W ramach pomocy prawnej dla rosyjskiego śledztwa ABW zabezpieczała materiał porównawczy DNA oraz "inną dokumentację" niezbędną do identyfikacji ciał pasażerów i członków załogi samolotu - co dostarczono do Moskwy, do polskich prokuratorów. W niektórych przypadkach funkcjonariusze ABW na podstawie nakazu prokuratorskiego uzyskiwali dostęp do zamkiętych mieszkań ofiar katastrofy, by niezwłocznie pobrać materiał porównawczy DNA, np. z grzebienia czy szczoteczki do zębów.

Samolot Tu-154M podchodził do lądowania tylko raz

Tylko jedną próbę lądowania podjął samolot polskiego prezydenta, który rozbił się 10 kwietnia pod Smoleńskiem - poinformowała w czwartek szefowa Międzyrządowego Komitetu ds. Lotnictwa (MAK) Tatiana Anodina.

Anodina zwróciła się do mediów z prośbą, by nie ufały doniesieniom różnych źródeł na temat przyczyn katastrofy.

"Prace trwają, są prowadzone starannie, skrupulatnie, w pełnej współpracy ze stroną polską" - powiedziała Anodina, zapewniając, że po zakończeniu prac komisja ogłosi ich wyniki.

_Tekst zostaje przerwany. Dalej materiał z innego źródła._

PR #2308, opened 2026-05-13
Add opt-in cmux mux adapter

godol811:
## Summary
- Add an explicit tmux/cmux mux adapter path while keeping tmux as the default behavior.
- Translate the prompt-injection tmux argv subset to cmux argv for send, enter, capture, display-message, and list-panes calls.
- Preserve downstream tmux stdout contracts for `list-panes -F ...`, `#{pane_in_mode}`, and target-aware `display-message` metadata probes when routed through cmux.
- Add a Rust `CmuxAdapter` scaffold, attached-cmux native hook context, mock-binary tests, and cmux support documentation.

## Review fixes
- Preserve pane metadata by normalizing `cmux list-pane-surfaces` output back to the requested tmux `-F` fields.
- Keep the scroll/copy-mode guard observable by probing `cmux surface-health` instead of hardcoding `#{pane_in_mode}` to `0`.
- Preserve target-aware `#{pane_current_command}`, `#{pane_start_command}`, and `#{pane_current_path}` probes through `cmux identify`; missing metadata now produces conservative sentinels rather than empty successful output.

## Notes
- cmux is selected only with `OMX_MUX=cmux`, or with `OMX_MUX=auto` plus `CMUX_SURFACE_ID`/`CMUX_WORKSPACE_ID`.
- A live cmux install is not required in CI; tests use mock binaries and argument-contract checks.
- Broad `tmux-*` to `mux-*` renames are intentionally deferred to keep this compatibility PR reviewable.

## Verification
- `npm run build`
- `npm run lint`
- `node --test dist/hooks/__tests__/mux-adapter.test.js dist/hooks/__tests__/notify-hook-team-tmux-guard.test.js dist/hooks/__tests__/notify-hook-managed-tmux.test.js dist/scripts/__tests__/codex-native-hook.test.js`
- `cargo test -p omx-mux`
- `git diff --check`

## Known validation gap
- `dist/hooks/__tests__/notify-hook-auto-nudge.test.js` still has 8 failures in this local environment, but the same failures were reproduced unchanged on `main` in a detached `/private/tmp` worktree, so they are treated as baseline/local-environment failures rather than regressions from this cmux adapter change.

### DIFF
--- a/crates/omx-mux/src/cmux.rs
+++ b/crates/omx-mux/src/cmux.rs
@@ -1,0 +1,235 @@
+use std::env;
+use std::process::Command;
+use std::thread;
+use std::time::Duration;
+
+use crate::types::{MuxAdapter, MuxError, MuxOperation, MuxOutcome, MuxTarget, SubmitPolicy};
+
+fn cmux_binary() -> String {
+    env::var("OMX_CMUX_BIN")
+        .or_else(|_| env::var("OMX_MUX_BIN"))
+        .unwrap_or_else(|_| "cmux".to_string())
+}
+
+fn run_cmux(args: &[&str]) -> Result<String, MuxError> {
+    let binary = cmux_binary();
+    let output = Command::new(&binary)
+        .args(args)
+        .output()
+        .map_err(|e| MuxError::AdapterFailed(format!("failed to run {binary}: {e}")))?;
+
+    if output.status.success() {
+        String::from_utf8(output.stdout)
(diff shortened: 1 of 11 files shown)


Yeachan-Heo:
Thanks for resubmitting, but this still targets `main`. Closing again per repository policy: feature/fix PRs must target `dev`, not `main`.

Please open the PR against `dev` if you want it reviewed.

—

PR #1299, opened 2025-07-04
Fix charger stopped detection.

### LINKED ISSUE #1298: UHK80 wrong battery level on firmware 14.2.1
After updating my UHK80 from 14.0.1 to 14.2.1 I noticed the battery level showing 100% for both sides for a couple of days.

Doing some investigation It seem that during the firmware update process the maximum charge value for the battery was altered.

Before updating, the battery level was around 86% left side and 92% right side, and using the `statsBattery` macro showed a maximum charge of ~4100mV.

After the update to 14.2.1 it is showing ~3800mV with the current charge ~being 4000mV which should explains why it is stuck at 100% for a long time.

kareltucek:
Closes #1298

Steps to reproduce:
- charge battery to 100% (say 4050 or so mV).
- now disconnect power and let it discharge. 
- observe that battery stays on 100% all the way down to 3800mV.
- also observe `Charger stopped bellow %dmV. This is suspicious!` logs. 

Still testing -> draft.

### DIFF
--- a/device/src/keyboard/charger.c
+++ b/device/src/keyboard/charger.c
@@ -316,10 +316,11 @@ void Charger_UpdateBatteryState() {
             setChargerEnPin(false);
 
             if (actuallyCharging) {
+                chargerStopped = false;
                 previousVoltage = getVoltage();
                 previousCharging = true;
             } else {
-                chargerStopped = actuallyEnabled && !actuallyCharging;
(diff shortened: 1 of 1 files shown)


kareltucek:
@mondalaci lets merge this? It almost certainly is an improvement...

PR #1300, opened 2025-07-05
Alter zero block action serialization to work with per-key-rgb.

kareltucek:
Here is the modification as discussed in https://github.com/UltimateHackingKeyboard/agent/issues/2421, 

Bumping the version to 11.1.0


mondalaci:
This works well according to my testing. My configuration used to occupy 17,939 bytes, including the per-key RGB lights, which are specifically used for testing purposes. Now, it occupies 12,441 bytes, a major improvement.

PR #1305, opened 2025-07-08
Add uhk60 support to build.sh

kareltucek:
I have added separate branches for uhk60 into the build.sh script...

Please, Benedek, merge it into your branch as you see fit.


benedekkupper:
What you might have missed is that I have added a new west extension, `west agent`, which is equivalent to `flashUsb`, but operates with the same parameters as `west flash`. So for flashing via debugger is done with `west flash` (for mcuxsdk as well), flashing via USB bootloader is done via `west agent`. Note that `west agent` is prepared to work with all devices already, but I haven't tested it yet (it just invokes the ts scripts with the correct arguments, which are printed on the command line for verification). So I recommend that with this in mind you can simplify how flashUsb works in this script.

build.sh
```diff
@@ -292,21 +299,74 @@ END
...
+            git submodule update --init --recursive
+            cd "$ROOT/.."
+            west init -l "$ROOT"
+            west config --local build.cmake-args -- "-Wno-dev"
+            west update
+            west patch
+            ;;
+        switchMcux)
+            west config manifest.file west_mcuxsdk.yml
+            # is west update && west patch needed?
```
benedekkupper: west update && west patch is needed once after checking out a new branch, but for both nRF SDK and MCUX SDK independently

build.sh
```diff
@@ -236,42 +228,57 @@ function createCentralCompileCommands() {
...
-            # update following according to README
-            git submodule init
-            git submodule update --init --recursive
-            cd "$ROOT/.."
-            west init -l "$ROOT"
-            west config --local build.cmake-args -- "-Wno-dev"
-            west update
-            west patch
+        flash)
+            echo "no idea how to flash mcux devices, please use flashUsb command"
```
benedekkupper: Flashing command is same for zephyr and mcux devices, `west flash --build-dir $BUILD_DIR`

benedekkupper:
I have cherry-picked the commits to the branch, closing PR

Dodała też, że informacja, która pojawiła się w mediach, o trzech-czterech próbach podchodzenia do lądowania, nie odpowiada prawdzie.

"Mogę oświadczyć, że była jedna próba lądowania" - powiedziała Anodina.

Zapewniła, że komisja techniczna MAK będzie regularnie informować o przebiegu dochodzenia.

Tu-154M z polską delegacją lecącą na uroczystości rocznicowe do Katynia rozbił się 10 kwietnia pod Smoleńskiem. Zginęło 96 osób, w tym prezydent Lech Kaczyński i jego żona Maria.